◆ Task inputs

Issue #40, opened 2020-11-25
Add explicit error handling for a name question argument that has too many parts.


plocket:
Add explicit error handling for names with too many parts.

_Originally posted by @niharikasingh in https://github.com/plocket/docassemble-cucumber/pull/36#discussion_r530060503_

Same for addresses that don't have the correct format.

plocket:
This is the function that needs help: https://github.com/SuffolkLITLab/ALKiln/blob/releases/v3/lib/steps.js#L755-L790. If the developer used more than the max number of space separated strings, they should be told only the max number will be used.

plocket:
Also, if needed, remove any excess strings from the end of the list if necessary.

plocket:
Closed by #501

plocket:
Closed by #504

PR #501, opened 2022-01-28
[WIP] Max spaces, user prompt, excess string

mcdonaldcarolyn:
Work in progress

This is pr when I am working on it, will let you know if I make progress.


lib/steps.js
```diff
@@ -777,6 +777,12 @@ When(/I set the name of ?(?:the var(?:iable)?)? "([^"]+)" to "([^"]+)"/, async (
   ];
 
   let name_parts = name_str.split(' ');
+
+  if(name_parts.length > 4) {
+    await scope.addToReport(scope, { type: `warning`, value: `There were too many inputs in the name field` });
+    name_parts = name_parts.slice(0, 4);
+  }
+
```
mcdonaldcarolyn, line 785: Unsure of the warning language and style, let me know what you prefer there.

tests/features/assembly_line.feature
```diff
@@ -41,3 +41,15 @@ Scenario: I have four name parts
...
+Scenario: I have five name parts
+  Given I start the interview at "AL_tests"
+  And I set the name of "users[0]" to "Uli Udo User Sr Jr"
+  And I tap to continue
+  And I set the address of "users[0]" to "120 Tremont Street, Unit 2, Boston, MA 02108"
+  And I tap to continue
+  And I set the name of "users[1]" to "Uli2 User2"
+  And I set the var "users[i].proxy_var" to "Mixed proxy var step test"
+  And I tap to continue
+  Then the question id should be "end"
```
mcdonaldcarolyn, line 55: copied and pasted the test above, to create test for new code. Does this meet your standards for test cases, happy to change.

mcdonaldcarolyn (commented):
Created if statement to ensure there are only 4 name parts and added test feature to test the code.

tests/features/assembly_line.feature
plocket: The test looks great! There's another step to take and I'll walk you through that. We'll be moving it to the report test file and adding a test to make sure the warning appears.

mcdonaldcarolyn: Oh great!!!

lib/steps.js
```diff
@@ -777,6 +777,12 @@ When(/I set the name of ?(?:the var(?:iable)?)? "([^"]+)" to "([^"]+)"/, async (
   ];
 
   let name_parts = name_str.split(' ');
+
+  if(name_parts.length > 4) {
+    await scope.addToReport(scope, { type: `warning`, value: `There were too many inputs in the name field` });
```
plocket, line 782:
```suggestion
    await scope.addToReport(scope, { type: `warning`, value: `The name "${ name_str }" has more than 4 parts, but 4 is the maximum allowed. The test is using the first 4 parts.` });
```

lib/steps.js
plocket: This was great! It used our format to great effect. I made a "suggestion" for the warning language that I think gives more information. You can give me feedback on it or you can just commit it, whichever you prefer.

mcdonaldcarolyn: hmm either works for me. Does it need to consider how people can make mistakes and autofill? Or am I REALLY over thinking it?

plocket (changes requested):
Great start and it'll be a great improvement for feedback to developers. There are some comments I've made about changes and after those are resolved, we'll be ready to merge 👍

lib/steps.js
plocket: I had never considered autofill. Dang. We'll have to think about that, but maybe as a separate exploratory issue.

Regarding other mistakes, [anything should be permissible for names](https://www.kalzumeus.com/2010/06/17/falsehoods-programmers-believe-about-names/), so it can't give wrong input for the text fields. If you mean the dropdown, that would be a developer mistake and they'd need to fix that.

To explain more and [increase the bus factor](https://developerexperience.io/practices/bus-factor), I figure that a developer is much more likely to add an extra name in the middle than they are to get the wrong suffix (final string). We sort of see it in your test example - the last word in the string is "III".

If we do this, we might tweak the test - instead of having the last two strings be suffixes, only the last one should be a valid suffix.

plocket: Autofill: Do we press "enter" after filling in a field? If not, we should be good.

plocket: We don't! We just get into the next field from what I can tell. Unless puppeteer is doing something weird and pressing `enter` somewhere, we don't do it ourselves, so we should be good. Thanks for bringing it up, it was a great thing to check on!

plocket (approved):
This looks great and gives a lot better feedback to our users! 🚀 

Thanks for this contribution. We'll merge it, add to the changelog, and then publish it 👍

plocket:
Closes #40

PR #506, opened 2022-02-08
Allow a developer to wait as a first Step v4. #387. Add test.

### LINKED ISSUE #387: Fix "I wait _ seconds": Allow that step to work before an interview has been loaded
That step (correctly) uses our `afterStep` code to complete what it's doing. We need to configure `afterStep` to handle situations where no page has yet been loaded so that it can be used even when interviews have not yet been loaded so that someone can wait before an interview loads.

This is actually a hack for dealing race conditions for the first test of the test suite. Right now, we're having trouble with server load times after the repo has been pulled into a project - the server often still hasn't completely loaded and our load tests aren't sufficient for that. That's a whole other complicated discussion. This fix might also be useful under other circumstances, though I don't know what those would be.

plocket:
Closes #387.

Also, generally adds safety measures for when page does not exist.

Very similar to PR #459, but moving the responsibility down to a spot that most functions make use of, meaning that it'll be applied to a lot more cases. They mostly won't need it, but it might still be worth being more comprehensive.


lib/scope.js
```diff
@@ -207,45 +209,47 @@ module.exports = {
...
-      await scope.addToReport(scope, { type: `error`, value: system_error_text });
-      throw system_error_text;
-    };
+        await scope.addToReport(scope, { type: `error`, value: system_error_text });
+        throw system_error_text;
+      };
+
+      // Wait for elements that might get revealed
+      if ( options.waitForShowIf ) { await scope.waitForShowIf( scope ); }
+    }  // ends if scope.page
```
plocket, line 245: Most of `afterStep` should only be run if `scope.page` exists.

tests/features/establishing_steps.feature
```diff
@@ -20,3 +20,7 @@ Scenario: I am able to set a custom wait time before an interview has been loade
 Scenario: Interview name includes url args
   Given I start the interview at "url_args.yml&from=theinternets&random=zoo"
   Then I should see the phrase "zoo"
+
+@slow @e4 @wait_first
+Scenario: I can wait as a first step in a test
+  Given I wait 1 second
```
BryceStevenWilley, line 26: Should also add another test that uses `I wait 1 second` in a real test. Copying the previous test as an example:
```suggestion
  Given I wait 1 second
  
@fast @e3 @urlargs
Scenario: Interview name includes url args
  Given I wait 1 second
  Then I start the interview at "url_args.yml&from=theinternets&random=zoo"
  Then I should see the phrase "zoo"
```

BryceStevenWilley (approved):
LGTM, but should add one more test that uses the new `Wait` at the beginning of an interview.

PR #508, opened 2022-02-08
Remove failing `description` in copy/paste example in action.yml

plocket:
The comments there are supposed to contain code that our users (developers) can copy/paste into their file. Right now if they do that their file will fail. This will fix that.


mcdonaldcarolyn (approved):

mcdonaldcarolyn:
Looks good to me.

PR #509, opened 2022-02-09
Add "log in" to server Step for v4, closes #499

### LINKED ISSUE #499: Add Step to log into server account (user request)
Requested feature. Add Step to allow the dev to use a username and a password GitHub SECRETs to sign in to the developer's server before going to the interview.

For now, this will be done in a Step, not in the table because:
1. The DOM is different on the login page.
2. The interview needs to go to the server address, not the interview address.
3. We'd have to create magical syntax to let the developer specify which items in the values column were actually the names of GitHub SECRETs as opposed to just regular things to input into a field. They have to be secrets so that a casual observer can't see them and use them to log in to the server nefariously.

[When we write the docs, remember to instruct the developer to add the secrets to their `with` block in their workflow so that kiln can see those secrets too.]

plocket:
This should look pretty familiar to some folks, with a few tweaks here and there owing to the differences between v3 and v4.

Includes tests. Usually, the test goes to the interview as an unregistered user. Now developers can choose to have their 'user' sign in before going to their interview.

Closes #499

Squashed commits:
- Add "log in" to server Step with test. No report tests yet.
- Add more comprehensive tests for "log in" Step

[Will have to adjust once versions of dependencies are updated in previous PR]


lib/scope.js
```diff
@@ -452,6 +452,49 @@ module.exports = {
...
+
+    // Try to log in
+    await scope.page.type( `#email`, email );
+    await scope.page.type( `#password`, password );
+    await scope.page.$eval( `button[name="submit"]`, (elem) => { return elem.click(); });
+
+    // Wait to see the success message.
+    // This is a bit of an assumption and needs success and failure testing
+    // TODO: use a Promise.race to fail faster.
+    await scope.page.waitForSelector( `.datopcenter .alert-success` );
```
mcdonaldcarolyn: Would it be helpful to add message about login success to reports?

lib/steps.js
```diff
@@ -220,6 +220,22 @@ Given(/I start the interview at "([^"]+)"(?: in lang "([^"]+)")?/, {timeout: -1}
   await custom_aferStep_timeout;
 });
 
+Given(/I log ?(?:in)?(?:on)?(?:to the server)? with(?: the email)? "([^"]+)" and(?: the password)? "([^"]+)"(?: SECRETs)?/i, async ( email, password ) => {
```
mcdonaldcarolyn: Would it be useful to allow  "sign in" as well as log in.

tests/features/reports.feature
```diff
@@ -345,6 +345,37 @@ Scenario: I can't match JSON page var to str
   wrong_value
   """
 
+@fast @rf22 @login
+Scenario: Fail with wrong email secret
```
mcdonaldcarolyn, line 349: Could add specific failed message about email address

tests/features/reports.feature
```diff
@@ -345,6 +345,37 @@ Scenario: I can't match JSON page var to str
...
+  Given the final Scenario status should be "failed"
+  Given the Scenario report should include:
+  """
+  email address GitHub SECRET
+  """
+  Given I log in with the email "WRONG_EMAIL_NAME" and the password "USER1_PASSWORD"
+
+@fast @rf23 @login
+Scenario: Fail with wrong password secret
```
mcdonaldcarolyn, line 358: Could add specific failed message about password.

lib/steps.js
mcdonaldcarolyn: Also could be helpful to add a test for that.

mcdonaldcarolyn (approved):
This looks great, please see comments for future changes.

tests/features/reports.feature
plocket: I know what I said, but I've actually realized that since this is in "reports.feature" file, we can assume these are about messages/lines in the report. Sorry about that.

tests/features/reports.feature
plocket: Same as previous.

Issue #164, opened 2021-03-11
Update to new cucumber package location for v7?


plocket:
Will involve a change in cucumber package name among other things. See message at https://www.npmjs.com/package/cucumber.

plocket:
When we do this, we will need to change the code in the setup interview and update all the action files of the interviews that currently use our package. In which case, it might be good to first discuss how we're handling these kinds of very awkward updates so in future we don't have to update everyone's action scripts. See #128 for that discussion.

plocket:
Migration guidance: https://github.com/cucumber/cucumber-js/blob/main/docs/migration.md

plocket:
Closed by #503

PR #519, opened 2022-02-19
Update report output to use new cucumber statuses

plocket:
We were using the old cucumber lower-case statuses - "passed", "failed" - so reports then didn't put them in the correct sentences. Related to #164, updating to newest version of cucumber.


mcdonaldcarolyn (approved):
Looks great!

PR #521, opened 2022-03-02
483 throw error for uploading nonexistent files v4

### LINKED ISSUE #483: Remove the "none of those files exist in the upload directory" warning
The current error is confusing and isn't needed:
https://github.com/SuffolkLITLab/ALKiln/blob/87068a28c44bc569f216cb2453986e4643144227/lib/scope.js#L1143

A previous warning is already shown when a particular file can't be found at the location and that is already more clear:
https://github.com/SuffolkLITLab/ALKiln/blob/87068a28c44bc569f216cb2453986e4643144227/lib/scope.js#L1137

Change the `if` statement:
```js
if ( paths.length > 0 ) { ... }
```

We don't need an `else`. We also don't need the comment about possibly throwing an error - we don't want to error here. Our general goal, at the team's request, is to be pretty permissive with what we let slide.

mcdonaldcarolyn:
also change warning to error in report
closes #483


plocket (changes requested):
Dang, you need to delete log.txt in this branch. At some point you committed stuff when you didn't yet have the new .gitignore. Happens to me all the time :/

plocket (approved):
All set, thank you!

◆ What this task involves
From the start of the data to the line that holds "PR #501, opened 2022-01-28", retype each line exactly, with both ends included.

◆ Response
Issue #40, opened 2020-11-25
Add explicit error handling for a name question argument that has too many parts.


plocket:
Add explicit error handling for names with too many parts.

_Originally posted by @niharikasingh in https://github.com/plocket/docassemble-cucumber/pull/36#discussion_r530060503_

Same for addresses that don't have the correct format.

plocket:
This is the function that needs help: https://github.com/SuffolkLITLab/ALKiln/blob/releases/v3/lib/steps.js#L755-L790. If the developer used more than the max number of space separated strings, they should be told only the max number will be used.

plocket:
Also, if needed, remove any excess strings from the end of the list if necessary.

plocket:
Closed by #501

plocket:
Closed by #504

PR #501, opened 2022-01-28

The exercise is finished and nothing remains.